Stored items
PR #207, opened 2020-07-28
Changes power and product manifold to return `CompositeException`s.

### LINKED ISSUE #47: manifold_point_error can't return multiple independent issues
As discussed in #46 , the current approach to error checking allows reporting only a single error at a time. For some manifolds (for example product and power manifolds) multiple independent issues may arise at the same time. We should have a way to report all of them in `manifold_point_error`.

Ref #24 .

kellertuer:
This should fix #47. Tests are still running fine, but that also means we never actually tested which errors are returned.


src/manifolds/ProductManifold.jl
```diff
@@ -129,21 +129,21 @@ end
...
-        err === nothing || return err
+function check_manifold_point(
+    M::ProductManifold,
+    p::Union{ProductRepr,ProductArray};
+    kwargs...,
+)
+    ts = ziptuples(M.manifolds, submanifold_components(M, p))
+    e = [check_manifold_point(t...; kwargs...) for t in ts]
+    errors = filter((x) -> !isnothing(x), e)
+    if length(errors) > 0
```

Aim of the task: Transcribe the data above completely and exactly.

Task result:
PR #207, opened 2020-07-28
Changes power and product manifold to return `CompositeException`s.

### LINKED ISSUE #47: manifold_point_error can't return multiple independent issues
As discussed in #46 , the current approach to error checking allows reporting only a single error at a time. For some manifolds (for example product and power manifolds) multiple independent issues may arise at the same time. We should have a way to report all of them in `manifold_point_error`.

Ref #24 .

kellertuer:
This should fix #47. Tests are still running fine, but that also means we never actually tested which errors are returned.


src/manifolds/ProductManifold.jl
```diff
@@ -129,21 +129,21 @@ end
...
-        err === nothing || return err
+function check_manifold_point(
+    M::ProductManifold,
+    p::Union{ProductRepr,ProductArray};
+    kwargs...,
+)
+    ts = ziptuples(M.manifolds, submanifold_components(M, p))
+    e = [check_manifold_point(t...; kwargs...) for t in ts]
+    errors = filter((x) -> !isnothing(x), e)
+    if length(errors) > 0
```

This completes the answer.